• _The problem_:
Where does the word "very" appear in the entries below? Copy each line that holds it.

# # #

Issue #934, opened 2019-05-01
Sanity swap - Raiden


offerm:
The payment request to raiden should include a secrethash having length of 66 chars. 

Should include 0x at the beginning.

Raiden log:
```
{
  "node": "cdb6238c",
  "registry_address": "0x81E09B9Ba95c9D1fcC6Be59D7798eFB8E1EF342E",
  "token_address": "0x4c354C76d5f73A63a90Be776897DC81Fb6238772",
  "target_address": "0x7ed0299Fa1ADA71D10536B866231D447cDFa48b9",
  "amount": 1,
  "payment_identifier": 5321335948005626,
  "secret": null,
  "secret_hash": "6a47a3f0b2fa906a4c3b0bda5261e7b1ff8859546672858fcebf6e85ab6b4245",
  "event": "Initiating payment",
  "logger": "raiden.api.rest",
  "level": "debug",
  "timestamp": "2019-05-01 09:38:23.536048"
}
{
  "errors": "secret_hash length should be 66.",
  "status_code": 409,
  "event": "Error processing request",
  "logger": "raiden.api.rest",
  "level": "error",
  "timestamp": "2019-05-01 09:38:23.536454"
}
```

offerm:
also, The amount here is `1 WETH` ?  this is very high.

offerm:
Another comment here: 
The raiden code is not very mature with regards to error handling.  When things don't work well they just hang until expiration which can be 40-50 blocks away. This can take half an hour.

# # #

• _Response box_:
also, The amount here is `1 WETH` ?  this is very high.
The raiden code is not very mature with regards to error handling.  When things don't work well they just hang until expiration which can be 40-50 blocks away. This can take half an hour.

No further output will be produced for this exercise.